_BRIEF:_
Copy each line of the entries beneath that contains the word "think".
##### DATA SHOWN
PR #2616, opened 2025-03-07
fix: build linux with glibc 2.39 and QT 6.4

jardon:
- build linux binaries in noble container

### DIFF
--- a/.github/workflows/build.yml
+++ b/.github/workflows/build.yml
@@ -284,7 +284,7 @@ jobs:
       options: --privileged -it
     steps:
     - name: Install dependencies
-      run: sudo apt-get update && sudo apt install -y git libx11-dev libxext-dev libwayland-dev libdecor-0-dev libxkbcommon-dev libglfw3-dev libgles2-mesa-dev libfuse2 clang build-essential libasound2-dev libpulse-dev libopenal-dev libudev-dev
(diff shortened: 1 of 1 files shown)


tomboylover93:
Is there any significant difference from just running it with the Ubuntu 24.04 runner provided by GitHub?

jardon:
I'm playing around with this as a means to increase compatibility.  glibc has forward compatibility (for the most part) and therefore building with the oldest version of glibc that can be compiled against, will enable older distributions to run them.  I tried dropping back to Ubuntu 22.04, but there are some hard requirements that arent satisfied by the dependencies in jammy.

at the end of the day, linux distributions are the ones that freeze their libs and would need to provide packaging for their specific distro.  this is why we only build flatpaks and appimages as they ship the dependencies needed to allow better portability.  this is related to the glibc issue that someone reported which im trying to solve by bundling glibc, but this was a separate effort to increase compatibility

jardon:
OH i see your point.  i got my codenames mixed up

jardon:
so the correct thing to do here would be to build off of jammy, but that wont work based on the QT version thats shipped with jammy

tomboylover93:
There's an ubuntu64 artifact that gets generated with every workflow run, but it's SDL. What I think you should do is change that from a single executable to an AppImage, make a Qt variant and change those to use the Ubuntu jammy container (might need some hacking around). Or perhaps you could package the Ubuntu jammy AppImage along with the Ubuntu noble one on a separate folder inside the same zip file?

tomboylover93:
For the older Qt version I think you could circumvent this by downloading the Qt online installer for Linux (https://www.qt.io/download-dev#eval-form) and setting it up the same way as the Windows workflow runs.

PR #2617, opened 2025-03-07
Simplified chinese translation, oral habits

lmutig:


georgemoralis:
translations is now handled on https://crowdin.com/project/shadps4-emulator

You should provide your fix there

PR #2621, opened 2025-03-07
sceKernelLoadStartModule: convert relative path to absolute

mailwl:
fixes https://github.com/shadps4-emu/shadps4-game-compatibility/issues/2721


mailwl:
checked on UE4 engine games - they prodive abs path to ./prx/ folder
xna game the same

georgemoralis:
there is also #2541  did you check if that works?

mailwl:
oh, yes, it fixes, too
##########
_FINISHED EXERCISE:_
There's an ubuntu64 artifact that gets generated with every workflow run, but it's SDL. What I think you should do is change that from a single executable to an AppImage, make a Qt variant and change those to use the Ubuntu jammy container (might need some hacking around). Or perhaps you could package the Ubuntu jammy AppImage along with the Ubuntu noble one on a separate folder inside the same zip file?
For the older Qt version I think you could circumvent this by downloading the Qt online installer for Linux (https://www.qt.io/download-dev#eval-form) and setting it up the same way as the Windows workflow runs.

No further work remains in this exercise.